The Sony Game I'd Most Like to See a Sequel To...


Alex Phillimore Alex Phillimore: (alex.phillimore-deleteme[at]-deleteme-direman [dot] com) 2014-06-22 05:18:28

The Sony Game I'd Most Like to See a Sequel To...


At E3 a lot of cool games were announced - but sadly, few of them were particularly unique or quirky. A lot relied on fairly predictable themes and franchises - Assassin's Creed, The Witcher 3 etc. - and few seemed to really be doing anything 'new'. I can't help but look to Sony and wish they had announced more titles in the vein of Rain or Journey - wonderful exclusives with unique ideas and endlessly entertaining gameplay. While these games will no doubt start coming out once the system has a few years under its belt, the lack of compelling original titles left me feeling a little bit deflated.

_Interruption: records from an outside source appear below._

PR #314, opened 2016-04-22
APEXCORE-439 Fixing operator redeploy

pramodin:
Just for perusal, need to add unit test.


tweise:
Looking at it. In the final change, please don't do any reformatting related change (imports etc.)

engine/src/main/java/com/datatorrent/stram/StreamingContainerManager.java
```diff
@@ -2272,7 +2329,7 @@ public void deploy(Set<PTContainer> releaseContainers, Collection<PTOperator> un
         for (PTOperator oper : e.getValue()) {
           // operator will be deployed after it has been undeployed, if still referenced by the container
           if (oper.getState() != PTOperator.State.PENDING_UNDEPLOY) {
-            oper.setState(PTOperator.State.PENDING_DEPLOY);
+            oper.setState(PTOperator.State.PENDING_UNDEPLOY);
```
tweise: Can you please check what happens in the initial for loop that sets all operators to UNDEPLOY? Why isn't the operator marked there?

engine/src/main/java/com/datatorrent/stram/plan/physical/PhysicalPlan.java
```diff
@@ -979,6 +998,14 @@ public void deployChanges() {
...
     //make sure all the new operators are included in deploy operator list
     this.deployOpers.addAll(this.newOpers.keySet());
+    // redeploy dependencies of the new operators excluding the new operators themselves
+    Set<PTOperator> ndeps = getDependents(newOpers.keySet());
+    ndeps.removeAll(newOpers.keySet());
+    // don't redeploy operators already going to be undeployed
+    ndeps.removeAll(this.undeployOpers);
+    // redeploy remaining dependencies
+    this.undeployOpers.addAll(ndeps);
+    this.deployOpers.addAll(ndeps);
```
tweise: This shouldn't be required. Next line already includes dependencies.

engine/src/main/java/com/datatorrent/stram/plan/physical/PhysicalPlan.java
```diff
@@ -979,6 +998,14 @@ public void deployChanges() {
     this.undeployOpers.removeAll(newOpers.keySet());
```
tweise: You can add the following before this line (979) and then remove everything added new below:

```
// redeploy dependencies of the new operators excluding the new operators themselves
this.undeployOpers.addAll(getDependents(newOpers.keySet()));
```

engine/src/test/java/com/datatorrent/stram/plan/physical/PhysicalPlanTest.java
```diff
@@ -20,25 +20,43 @@
 
 
 import java.io.Serializable;
-import java.util.*;
```
tweise, line 23: Please remove the import changes. That was already done in master and we want only the net diff for this patch.

engine/src/main/java/com/datatorrent/stram/plan/physical/PhysicalPlan.java
```diff
@@ -20,31 +20,50 @@
 
 import java.io.IOException;
 import java.io.Serializable;
-import java.util.*;
+import java.util.ArrayList;
```
tweise, line 23: Same as noted below.

tweise:
@PramodSSImmaneni thanks for tracking this down and adding the test. Please see proposed changes.

engine/src/main/java/com/datatorrent/stram/plan/physical/PhysicalPlan.java
amberarrow: For consistency, prefix getDependents() with "this." (though I find the unnecessary use of "this" distracting -- my mind immediately starts to scan the code for possible ambiguities when there are none).

amberarrow:
One question: if partitions P{1,2} are shuffled to Q{1,2,3} via unifiers U{1,2.3} and Q is now repartitioned
to Q{1,4} (i.e. Q2 and Q3 are discarded, Q4 is new and Q1 is preserved), will we have these actions:
-- U1 preserved;
-- U{2,3} be killed; and
--  new unifier U4 created and deployed ?

pramodin:
Yes @amberarrow, there is a test covering that in testMxNPartitioning in PhysicalPlanTest

engine/src/main/java/com/datatorrent/stram/plan/physical/PhysicalPlan.java
pramodin: @tweise The getDependents also includes the operators in the argument set, since they are new we don't want to undeploy them. So it should be this

Set<PTOperator> ndeps = getDependents(newOpers.keySet());
ndeps.removeAll(newOpers.keySet());
this.undeployOpers.addAll(ndeps);

As you pointed out ndeps doesn't have to be added to deployOpers as it is already being done in the next line.

I had a line in there 
ndeps.removeAll(this.undeployOpers);
to ensure that operators that are already scheduled to be undeployed (removed completely) don't get re-deployed because of this but on further thought this probably is not required because if some operators are already going to be undeployed they will not be in the dependency chain for newly deployable operators, is that assumption valid?

pramodin: @amberarrow will do

engine/src/test/java/com/datatorrent/stram/plan/physical/PhysicalPlanTest.java
pramodin, line 23: @tweise will do, difficult to tell the IDE to let it go

engine/src/main/java/com/datatorrent/stram/plan/physical/PhysicalPlan.java
amberarrow: If I understand @tweise correctly, he is suggesting that the existing code be augmented _only_ by the highlighted fragment below (since he says "remove everything added new"):

``` java
    updatePartitionsInfoForPersistOperator(this.dag);

    /* begin new code */
    // redeploy dependencies of the new operators excluding the new operators themselves
    this.undeployOpers.addAll(getDependents(newOpers.keySet()));
    /* end new code */

    this.undeployOpers.removeAll(newOpers.keySet());
    //make sure all the new operators are included in deploy operator list
    this.deployOpers.addAll(this.newOpers.keySet());
    // include downstream dependencies of affected operators into redeploy
    Set<PTOperator> deployOperators = this.getDependents(this.deployOpers);
    ctx.deploy(releaseContainers, this.undeployOpers, newContainers, deployOperators);
```

This works for _undeployOpers_ since the argument set (newOpers) is removed just after the new code. However, this change alone does not add dependents to _deployOpers_ as the proposed fix does -- not sure if this makes a difference.

pramodin: @amberarrow I see that makes sense. Also we are traversing dependencies of the new operators twice once for undeploy and another time for deploy operators. It would be better to get dependencies of deployOpers first and then add dependencies of new operators to it after.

If there's one game I'd like to see Sony give a sequel to, it would be Tokyo Jungle, a game I had nothing but good things to say about when it released. The game is one of the most unique and interesting I think I've ever played, and playing it with another person is a frantic experience that gets your heart pumping in a wonderful way. This is a genuine survival game - a game where you cannot stand still for even a moment because something is hunting you, and the threat of extinction looms around every corner. You need to capture territory, reproduce and hunt at a consistent rate or you die. I don't think I've ever played a game before that is so relentless in its design and so rewarding when you manage to wipe out another species on the map as you battle for control of Tokyo.

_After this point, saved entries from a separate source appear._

PR #319, opened 2016-04-26
APEXCORE-445 - Race condition in AsynFSStorageAgent.save()

vrozov:
@tweise Please review


common/src/main/java/com/datatorrent/common/util/AsyncFSStorageAgent.java
```diff
@@ -38,7 +40,7 @@
 public class AsyncFSStorageAgent extends FSStorageAgent
 {
   private final transient Configuration conf;
-  private transient volatile String localBasePath;
+  private final AtomicReference<String> localBasePath;
```
sandeshh, line 42: Doesn't it have to be transient?

PR #323, opened 2016-05-03
APEXCORE-427 disable tests that produce false negatives in travis

davidyan74:


davidyan74:
@tweise please review

PR #328, opened 2016-05-09
Upgrade Jackson 1.9.2 -> 1.9.13 (latest 1.x patch)

cowtowncoder:
Upgrade of Jackson version should be trivially simple since it's patch-level, no API or behavioral change.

The game also features a Japanese businessman as a playable character, who forages for food on his hands and knees and vocalises his excitement in a way that never gets old. For a sequel, if the studio could incorporate an online mode, I genuinely think I'd play this game all the time. It's a game that demands to be played in co-op, but with local the only option in the current game, it's not something I can play whenever I want. Playing with other players around the world, who may have drastically different survival strategies, would make this a game I would keep coming back to.

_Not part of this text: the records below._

PR #466, opened 2017-02-07
APEXCORE-634 Apex Platform unable to set unifier attributes for modules

deepak-narkhede:
Problem:     Unable to set Unifier attributes of output port within modules
Description: When modules are flatten in logical Plan of DAG, only top level attributes are cloned of OperatorMeta. Unifier attributes are not copied in PortMapping for output ports.
Solution:    Clone the unifier attributes while flattening DAG in logical Plan.

Testing done for custom application with and without modules also with app template HDFS to S3 module. Have had debug logs and stack traces to verify the fix.

One of the snip of logs had set the unifier attribute TIMEOUT_WINDOW_COUNT to 10 ( i.e 1000 millisec)

**Without fix:**
**<log_snip>**
2017-02-06 15:51:31,539 WARN com.datatorrent.stram.StreamingContainerManager: UNIFIER operator PTOperator[id=4,name=**genmodule$gen.out#unifier]** committed window ffffffffffffffff, recovery window ffffffffffffffff, current time 1486376491539, last window id change time 0, **window processing timeout millis 60000**
**</log_snip>**

**With Fix:**
**<log_snip>**
2017-02-06 14:22:49,602 WARN com.datatorrent.stram.StreamingContainerManager: UNIFIER operator PTOperator[id=4,name=**genmodule$gen.out#unifier]** committed window ffffffffffffffff, recovery window ffffffffffffffff, current time 1486371169602, last window id change time 0, **window processing timeout millis 1000**
**</log_snip>**

PR #478, opened 2017-02-23
APEXCORE-634 Changes to unifier attribute test case for module.

deepak-narkhede:
Incorporated comments from Vlad on (https://github.com/apache/apex-core/pull/466)
 [APEXCORE-634] Apex Platform unable to set unifier attributes for modules

### DIFF
--- a/engine/src/test/java/com/datatorrent/stram/plan/logical/LogicalPlanConfigurationTest.java
+++ b/engine/src/test/java/com/datatorrent/stram/plan/logical/LogicalPlanConfigurationTest.java
@@ -33,6 +33,7 @@ import javax.validation.ValidationException;
 import org.codehaus.jettison.json.JSONObject;
 import org.junit.Assert;
 import org.junit.Test;
+import org.mockito.Mockito;
 import org.slf4j.Logger;
 import org.slf4j.LoggerFactory;
 
@@ -58,6 +59,7 @@ import com.datatorrent.api.DefaultOutputPort;
 import com.datatorrent.api.Module;
 import com.datatorrent.api.Operator;
 import com.datatorrent.api.StatsListener;
+import com.datatorrent.api.StorageAgent;
 import com.datatorrent.api.StreamingApplication;
 import com.datatorrent.api.StringCodec;
 import com.datatorrent.api.StringCodec.Integer2String;
@@ -609,49 +611,31 @@ public class LogicalPlanConfigurationTest
   }
 
   @Test
-  @SuppressWarnings({"UnnecessaryBoxing", "AssertEqualsBetweenInconvertibleTypes"})
   public void testModuleUnifierLevelAttributes()
   {
     class DummyOperator extends BaseOperator
     {
-      int prop;
-
       public transient DefaultInputPort<Integer> input = new DefaultInputPort<Integer>()
       {
         @Override
         public void process(Integer tuple)
         {
-          LOG.debug(tuple.intValue() + " processed");
           output.emit(tuple);
         }
       };
-      public transient DefaultOutputPort<Integer> output = new DefaultOutputPort<Integer>();
-    }
-
-    class DummyOutputOperator extends BaseOperator
-    {
-      int prop;
-
-      public transient DefaultInputPort<Integer> input = new DefaultInputPort<Integer>()
-      {
-        @Override
-        public void process(Integer tuple)
-        {
-          LOG.debug(tuple.intValue() + " processed");
-        }
-      };
+      public transient DefaultOutputPort<Integer> output = new DefaultOutputPort<>();
     }
 
     class TestUnifierAttributeModule implements Module
     {
-      public transient ProxyInputPort<Integer> moduleInput = new ProxyInputPort<Integer>();
-      public transient ProxyOutputPort<Integer> moduleOutput = new Module.ProxyOutputPort<Integer>();
+      public transient ProxyInputPort<Integer> moduleInput = new ProxyInputPort<>();
+      public transient ProxyOutputPort<Integer> moduleOutput = new ProxyOutputPort<>();
 
       @Override
       public void populateDAG(DAG dag, Configuration conf)
       {
         DummyOperator dummyOperator = dag.addOperator("DummyOperator", new DummyOperator());
-        dag.setOperatorAttribute(dummyOperator, Context.OperatorContext.PARTITIONER, new StatelessPartitioner<DummyOperator>(3));
+        dag.setOperatorAttribute(dummyOperator, OperatorContext.PARTITIONER, new StatelessPartitioner<DummyOperator>(3));
         dag.setUnifierAttribute(dummyOperator.output, OperatorContext.TIMEOUT_WINDOW_COUNT, 2);
         moduleInput.set(dummyOperator.input);
         moduleOutput.set(dummyOperator.output);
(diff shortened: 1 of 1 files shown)


deepak-narkhede:
@vrozov . Please review. I've incorporated your comments you had on APEXCORE-634 (https://github.com/apache/apex-core/pull/466)

engine/src/test/java/com/datatorrent/stram/plan/logical/LogicalPlanConfigurationTest.java
```diff
@@ -614,44 +614,27 @@ public void testModuleUnifierLevelAttributes()
   {
```
vrozov, line 615: Why is @SuppressWarnings({"UnnecessaryBoxing", "AssertEqualsBetweenInconvertibleTypes"}) necessary?

engine/src/test/java/com/datatorrent/stram/plan/logical/LogicalPlanConfigurationTest.java
```diff
@@ -614,44 +614,27 @@ public void testModuleUnifierLevelAttributes()
...
-      };
+      public transient DefaultOutputPort<Integer> output = new DefaultOutputPort<>();
     }
 
     class TestUnifierAttributeModule implements Module
     {
-      public transient ProxyInputPort<Integer> moduleInput = new ProxyInputPort<Integer>();
-      public transient ProxyOutputPort<Integer> moduleOutput = new Module.ProxyOutputPort<Integer>();
+      public transient ProxyInputPort<Integer> moduleInput = new ProxyInputPort<>();
+      public transient ProxyOutputPort<Integer> moduleOutput = new Module.ProxyOutputPort<>();
```
vrozov: Why is Module required here?

engine/src/test/java/com/datatorrent/stram/plan/logical/LogicalPlanConfigurationTest.java
```diff
@@ -676,18 +659,22 @@ public void populateDAG(DAG dag, Configuration conf)
     dagBuilder.prepareDAG(dag, app, appName);
     LogicalPlan.OperatorMeta ometa = dag.getOperatorMeta("TestModule$DummyOperator");
```
vrozov: Why is LogicalPlan required? OperatorMeta is already imported.

engine/src/test/java/com/datatorrent/stram/plan/logical/LogicalPlanConfigurationTest.java
```diff
@@ -676,18 +659,22 @@ public void populateDAG(DAG dag, Configuration conf)
     dagBuilder.prepareDAG(dag, app, appName);
```
vrozov, line 660: Why is Context necessary? Please be consistent and try to shorten the code. Change MockStorageAgent to Mockito.mock(StorageAgent.class).

engine/src/test/java/com/datatorrent/stram/plan/logical/LogicalPlanConfigurationTest.java
```diff
@@ -676,18 +659,22 @@ public void populateDAG(DAG dag, Configuration conf)
...
     LogicalPlan.OperatorMeta ometa = dag.getOperatorMeta("TestModule$DummyOperator");
     LogicalPlan.OperatorMeta om = null;
```
vrozov: Move declaration inside the if statement inside the loop.

engine/src/test/java/com/datatorrent/stram/plan/logical/LogicalPlanConfigurationTest.java
```diff
@@ -676,18 +659,22 @@ public void populateDAG(DAG dag, Configuration conf)
...
      * Verify the attribute value after preparing DAG.
      */
-    Assert.assertNotNull(om);
-    Assert.assertEquals("", Integer.valueOf(2), om.getValue(Context.OperatorContext.TIMEOUT_WINDOW_COUNT));
+    for (OutputPortMeta portMeta : ometa.getOutputStreams().keySet()) {
+      if (portMeta.getPortName().equals("output")) {
+        om = portMeta.getUnifierMeta();
+        Assert.assertNotNull(om);
+        Assert.assertEquals("Unifier attribute value incorrect after logical plan creation.",
+            Integer.valueOf(2), om.getValue(Context.OperatorContext.TIMEOUT_WINDOW_COUNT));
```
vrozov: Why is boxing necessary?

engine/src/test/java/com/datatorrent/stram/plan/logical/LogicalPlanConfigurationTest.java
```diff
@@ -676,18 +659,22 @@ public void populateDAG(DAG dag, Configuration conf)
...
 
     /*
      * Verify the attribute value after preparing DAG.
      */
-    Assert.assertNotNull(om);
-    Assert.assertEquals("", Integer.valueOf(2), om.getValue(Context.OperatorContext.TIMEOUT_WINDOW_COUNT));
+    for (OutputPortMeta portMeta : ometa.getOutputStreams().keySet()) {
+      if (portMeta.getPortName().equals("output")) {
+        om = portMeta.getUnifierMeta();
+        Assert.assertNotNull(om);
```
vrozov: Why is assertNotNull necessary? om will be used in the next statement and test will fail if it is null anyway.

vrozov (changes requested):
Please add a test case for setting a module output port unifier properties using "dt.attr...."

engine/src/test/java/com/datatorrent/stram/plan/logical/LogicalPlanConfigurationTest.java
deepak-narkhede: Done.

engine/src/test/java/com/datatorrent/stram/plan/logical/LogicalPlanConfigurationTest.java
deepak-narkhede: Done.

engine/src/test/java/com/datatorrent/stram/plan/logical/LogicalPlanConfigurationTest.java
deepak-narkhede: Done.

engine/src/test/java/com/datatorrent/stram/plan/logical/LogicalPlanConfigurationTest.java
deepak-narkhede: Done.

engine/src/test/java/com/datatorrent/stram/plan/logical/LogicalPlanConfigurationTest.java
deepak-narkhede: Done.

engine/src/test/java/com/datatorrent/stram/plan/logical/LogicalPlanConfigurationTest.java
deepak-narkhede: It was added to have precise check if unifierMeta is null. I agree it would be detected on next statement but with extra stack of null pointer exceptions rather than intended check is for unifier count. Removed it.

engine/src/test/java/com/datatorrent/stram/plan/logical/LogicalPlanConfigurationTest.java
deepak-narkhede: As attribute was Integer object so used (object, object), hence boxing is required for integer value 2. Also preferred over (long, long ) avoiding casting. I thought autoboxing would work but IDE was throws errors. Hence boxing was used.

deepak-narkhede:
@vrozov . Incorporated most of the suggestions and for couple  have answered the queries.

Regarding  comment "Please add a test case for setting a module output port unifier properties using "dt.attr...."

Actually the issue was for the attribute value of operator within the module. So I'm not sure how will module port unifier attribute would be propagated to operator within a module.
As the module properties would be added after the DAG is flatted. I've tried it it won't work as children part of conf is different for external property setting ( getMatchingChildConf() in setModuleProperties). On other side same conf is used hence it works if the property is set through code.  

Please let me know your suggestions.

engine/src/test/java/com/datatorrent/stram/plan/logical/LogicalPlanConfigurationTest.java
vrozov: Why is boxing preferable over casting? Please avoid boxing.

vrozov:
Please check "dt.attr.application.UnifierApp.operator.TestModule.outputport.moduleOutput.unifier.TIMEOUT_WINDOW_COUNT". If it does not work, please see why.

deepak-narkhede:
@vrozov. Attributes  set to proxy output port does not work. I've added some debug logs to dig into more. As it is not directly related to actual issue. Should I track the proxy port attribute diferently. Will create separate issue for the same.  Let me know if you are fine with it.

vrozov:
@deepak-narkhede Do you mean that attributes set to proxy output port do not work at all or only for unifiers? A module should behave like an operator and attributes applied to a proxy port must be applied to the actual port that replaces the proxy port.

vrozov:
Moving the original JIRA to resolved. Please file a new JIRA and use it to fix the test case.

vrozov:
@deepak-narkhede closed due to inactivity.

While not a huge IP by any means, I really hope we haven't seen the last of Tokyo Jungle. I would highly recommend it to anyone who owns a Playstation 3 and hasn't yet dipped into it - I can guarantee it's unlike anything else you will have played and while there's a steep learning curve, it's an immensely satisfying and hilarious game that takes risks that the industry at large often neglects to do nowadays.